Activity
Nothing outside the stretch is wanted. Repeat exactly the lines of the listing below from the one that contains "I looked around" through the one that contains "I have a follow-up", both ends included.

Data records
PR #1010, opened 2020-04-22
ref(linter.go): update Location

vdice:
# What does this change
* Update linting result location to contain line and column number of result culprit in manifest

# What issue does it fix
This came up whilst working on https://github.com/deislabs/porter/issues/978... during discussions with @carolynvs , it sounds like to support VS Code integration, the location should at least contain line and column number.  We voted to simplify down to just these two values during the process.

# Notes for the reviewer
Help with testing VS Code integration -- if we're ready.

# Checklist
- [x] Unit Tests
- [x] Documentation - N/A

### DIFF
--- a/pkg/exec/lint.go
+++ b/pkg/exec/lint.go
@@ -46,7 +46,7 @@ func (m *Mixin) Lint() (linter.Results, error) {
 	results := make(linter.Results, 0)
 
 	for _, action := range input.Actions {
-		for stepNumber, step := range action.Steps {
+		for _, step := range action.Steps {
 			if step.Command != "bash" {
 				continue
 			}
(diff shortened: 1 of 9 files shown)


carolynvs:
We aren't ready for the vs code integration. The line numbers was brought up as table stakes in order for VS Code to draw squiggles for us. So once we have that, then we can talk to them. 😀

pkg/exec/lint.go
```diff
@@ -63,17 +63,20 @@ func (m *Mixin) Lint() (linter.Results, error) {
 				continue
 			}
 
+			// Derive key to be used to locate coordinates in the manifest.
+			// The embedded bash flag, 'c' is not unique enough,
+			// so set to the unique step description, or, if values non-empty,
+			// the first value
+			key := step.Description
```
carolynvs, line 70: I'm concerned that this solution doesn't guarantee that the line number is correct. Given a non-unique description (porter doesn't require unique descriptions, and won't in the future), and the same lint error multiple times in the file, this could identify the same lines over and over again instead of different lines throughout the file.

Let's step back and see if we can find a way to identify the line number with confidence. This could involve a couple solutions, maybe you see more?

1. the mixin reports a relative line number based on the raw text input given. Then porter uses the context of the full manifest to turn the relative line number into an absolute line number.
2. Porter starts passing in different data to build, either the full manifest, or structured data with line numbers so that the mixin can report the absolute line number itself.

vdice: I added some notes on my current thinking/solution for the scenario where there are duplicate offending keys that trigger the linter.  WDYT?  My first impulse was to go this approach as it seemed the lighter-weight option (as opposed to refactoring to pass in add'l (potentially structured) data into the mixin query)... but we can definitely go another route if this latest iteration still has issues.

vdice:
Closing this PR as we wish to pursue an alternate implementation as described in https://github.com/deislabs/porter/issues/1019

PR #1017, opened 2020-04-28
Skip params at runtime that don't apply

### LINKED ISSUE #1016: File Type Parameters don't respect applyTo at runtime
## Describe the bug
A file type parameter that is not applicable to the current action is still acted upon by the runtime.

## To Reproduce
1. Make a bundle with a file type parameter that only applies to install
2. Install the bundle
3. Upgrade the bundle and do not pass in the parameter.

```
Error: unable to acquire value for parameter FILEPARAM
```
See https://github.com/deislabs/porter/blob/5e79cd0062edabfca22dfb92072fbc59b95ad9b9/pkg/runtime/runtime-manifest.go#L380 for the code in question. It should check if the parameter applies to the current action. We need to do a sweep for related bugs.

## Expected behavior
The parameter should be ignored during upgrade.

## Porter Command and Output
```
$ porter upgrade
...
Digest: sha256:d094dc6a6e9445a34ad35be5e108aed75914fb83f88f673716be986693c7fcf1
Status: Downloaded newer image for squillace/functions-java-hello@sha256:d094dc6a6e9445a34ad35be5e108aed75914fb83f88f673716be986693c7fcf1
executing install action from azure-functions-java-hello (bundle instance: azure-functions-java-hello)
Error: unable to acquire value for parameter functionapp
Error: 1 error occurred:
        * failed to install the bundle: container exit code: 1, message: <nil>. fetching outputs failed: error copying outputs from container: Error: No such container:path: 3c3a6dac6bcfc5fb659e94724d0cb745192076b739eaf008fc651be3d85122fe:/cnab/app/outputs
```

## Version

porter v0.26.1-beta.1-30-g5e79cd00 (5e79cd00)

carolynvs:
# What does this change
* Do not inject parameters into the manifest template that do not apply to
  the current action.
* Do not process file type parameters that do not apply to the current
  action.

# What issue does it fix
Closes #1016 

# Notes for the reviewer
I looked around in the cnab/provider actions and the usages of the manifest parameters but couldn't think of where else we should be limiting by appliesTo.

I have a follow-up https://github.com/deislabs/porter/issues/1018 to have the linter catch people using `{{bundle.parameters.foo}}` in actions where it doesn't apply.

# Checklist
- [x] Unit Tests
- [x] Documentation - not affected
- [x] Schema (porter.yaml) - not affected

### DIFF
--- a/build/testdata/bundles/terraform/porter.yaml
+++ b/build/testdata/bundles/terraform/porter.yaml
@@ -35,8 +35,6 @@ status:
 uninstall:
   - terraform:
       description: "Uninstall Terraform assets"
-      vars:
-        file_contents: "{{bundle.parameters.file_contents}}"
 
 outputs:
   - name: file_contents
--- a/pkg/manifest/manifest.go
+++ b/pkg/manifest/manifest.go
@@ -174,6 +174,20 @@ func (pd *ParameterDefinition) DeepCopy() *ParameterDefinition {
 	return &p2
 }
 
+// AppliesTo returns a boolean value specifying whether or not
+// the Parameter applies to the provided action
+func (pd *ParameterDefinition) AppliesTo(action string) bool {
+	if len(pd.ApplyTo) == 0 {
+		return true
+	}
+	for _, act := range pd.ApplyTo {
+		if action == act {
+			return true
+		}
+	}
+	return false
+}
+
 // CredentialDefinition represents the structure or fields of a credential parameter
 type CredentialDefinition struct {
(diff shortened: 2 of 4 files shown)


build/testdata/bundles/terraform/porter.yaml
```diff
@@ -35,8 +35,6 @@ status:
 uninstall:
   - terraform:
       description: "Uninstall Terraform assets"
-      vars:
```
vdice, line 38: Nice; thank you for removing.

Exercise result
I looked around in the cnab/provider actions and the usages of the manifest parameters but couldn't think of where else we should be limiting by appliesTo.

I have a follow-up https://github.com/deislabs/porter/issues/1018 to have the linter catch people using `{{bundle.parameters.foo}}` in actions where it doesn't apply.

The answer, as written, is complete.